* INFORMATION GIVEN
________
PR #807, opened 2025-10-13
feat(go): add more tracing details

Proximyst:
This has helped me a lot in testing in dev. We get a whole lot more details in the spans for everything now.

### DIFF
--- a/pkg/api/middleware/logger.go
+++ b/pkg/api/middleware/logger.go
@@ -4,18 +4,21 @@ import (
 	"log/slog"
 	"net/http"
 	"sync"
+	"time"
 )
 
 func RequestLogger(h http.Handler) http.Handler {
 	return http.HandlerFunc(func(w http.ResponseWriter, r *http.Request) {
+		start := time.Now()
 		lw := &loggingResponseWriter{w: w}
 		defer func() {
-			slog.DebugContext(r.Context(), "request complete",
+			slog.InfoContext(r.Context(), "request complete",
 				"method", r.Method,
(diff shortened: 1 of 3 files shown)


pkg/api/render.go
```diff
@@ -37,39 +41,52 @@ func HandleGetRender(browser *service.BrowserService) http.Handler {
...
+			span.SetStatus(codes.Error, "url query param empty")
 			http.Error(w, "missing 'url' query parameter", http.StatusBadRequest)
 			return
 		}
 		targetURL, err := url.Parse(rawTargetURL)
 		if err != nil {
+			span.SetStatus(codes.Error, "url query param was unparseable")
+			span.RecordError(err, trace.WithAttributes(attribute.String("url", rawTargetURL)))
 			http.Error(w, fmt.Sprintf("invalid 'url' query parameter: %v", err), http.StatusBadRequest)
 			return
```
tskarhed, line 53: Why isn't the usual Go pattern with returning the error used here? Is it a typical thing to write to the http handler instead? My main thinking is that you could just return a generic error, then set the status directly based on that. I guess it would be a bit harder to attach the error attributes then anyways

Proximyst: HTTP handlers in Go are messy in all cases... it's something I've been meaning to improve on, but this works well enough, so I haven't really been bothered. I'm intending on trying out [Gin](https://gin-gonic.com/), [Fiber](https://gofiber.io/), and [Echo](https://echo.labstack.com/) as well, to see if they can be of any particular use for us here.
________
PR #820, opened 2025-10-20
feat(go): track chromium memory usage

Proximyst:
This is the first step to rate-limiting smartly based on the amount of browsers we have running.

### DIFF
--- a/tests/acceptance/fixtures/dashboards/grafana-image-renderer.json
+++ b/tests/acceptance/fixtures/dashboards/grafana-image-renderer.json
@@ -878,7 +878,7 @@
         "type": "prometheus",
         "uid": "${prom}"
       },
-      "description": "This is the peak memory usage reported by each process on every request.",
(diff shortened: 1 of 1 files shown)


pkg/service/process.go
________
* ABOUT THIS EXERCISE
The answer must consist of every line in the records above that contains the word "details".

* OUTPUT FOR THIS TASK
feat(go): add more tracing details
This has helped me a lot in testing in dev. We get a whole lot more details in the spans for everything now.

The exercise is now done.